LITTLE THINGS MAKE ALL THE DIFFERENCE
You know it's funny, I don't think I was supposed to see what I did. I think I wouldn't have if she hadn't drawn attention to something smaller. I wonder if she knows? But I don't know what I'm supposed to say and I wonder if I should even. I mean it's not a fight that hasn't been fought, it's not words that haven't been said, so why do I feel down and a bit pained nonetheless? I shouldn't. It's petty of me, but I just want to go and ask 'well what else do you want from me?' When does it become so one sided? Why am I even feeling like that? It's selfish of me. I mean apart of me really isn't surprised... and I hate that. And it's compounding beyond a single issue. I'm feeling rather ignored for someone else and it sort of feels like a slap in the face because I'm not being given any sort of explanation on it, but I know it's also not my place to say anything either. Yet... I know the same courtesy isn't extended my way. But just because of that, I know I shouldn't be... upset. I just... don't know. I really know. Instantly, my mood is spoiled beyond the simple boredom of the night, and I'm kind of left like... unsure. Of what to do, what to say. And it's quite an unthrilling experience.

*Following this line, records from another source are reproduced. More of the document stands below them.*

PR #1359, opened 2025-04-04
Made llama and mistral files mypy compatible

ParamThakkar123:
solves a part of #829

### DIFF
--- a/.circleci/config.yml
+++ b/.circleci/config.yml
@@ -36,7 +36,5 @@ workflows:
           type: approval
       - apple/authenticate:
           context: pr-approval
-      - mlx_lm_build_and_test:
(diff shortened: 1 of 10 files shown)


ParamThakkar123:
lora files added

ParamThakkar123:
@awni I get this error on the CI. How can we fix this ?? 
Error calling workflow: 'prb'
Cannot find a definition for job named mlx_lm_build_and_test

awni (approved):

awni:
Thanks for the updates! I didn't keep all of them because they weren't the same behavior / suboptimal. But hopefully the mypy still runs cleaner after this.

ParamThakkar123:
Thanks @awni !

What kind of bites too is that it's sort of clear that I'm not happy. And she doesn't really do much to pursue it. The child and the adult in me are warring, because I shouldn't be upset that she doesn't start questioning why, why I'm upset. I shouldn't be upset that she's having lively conversation with someone else. I understand that adults sometimes need space in order to cool down, and re-evaluate positions, and life, and self. But the child in me doesn't want to understand, and angrily wants more, attention, something. I wonder how long this is going to last. I wonder if it'll get brought up. Night two down of this, and I guess only extended time will tell.

LET THE SPEAKERS DRIP
I just had the most emotional two-punch of a shuffle play on iTunes... Feather by Nujabes, followed by Sad Movie by Minos and Soulman. Guh... if my heart wasn't aching enough before, it certainly is now. I like the way music makes me feel, even if it isn't always warm. I'm wondering when I'll meet someone that I'm in love with who I can talk to about that. The little kicks and snares in a song that just capture you, those lyrics that just move you, those little hitches in a voice that disturb you. I listen to the chatter in the background of some of the songs, and I just feel like I can RELATE to these people. Their passion, their love, their need. I'm left wondering why I don't know more people like this beyond J and S. On that note, S seems to have disappeared... I leave her notes on her Facebook, and I'm not seeing anything. I'm a little worried... I wonder if she's gotten herself off on the lithium she's taking now. I'm guilty of not going after her harder. I think maybe Toronto really is a good idea for a little while at least. V... you know how I feel right now, don't you? It's scary out there, and I'm being swallowed up. You came back with me. You know it. The fear that we've peaked, and will no longer be 'fantastic'. I feel like a coward.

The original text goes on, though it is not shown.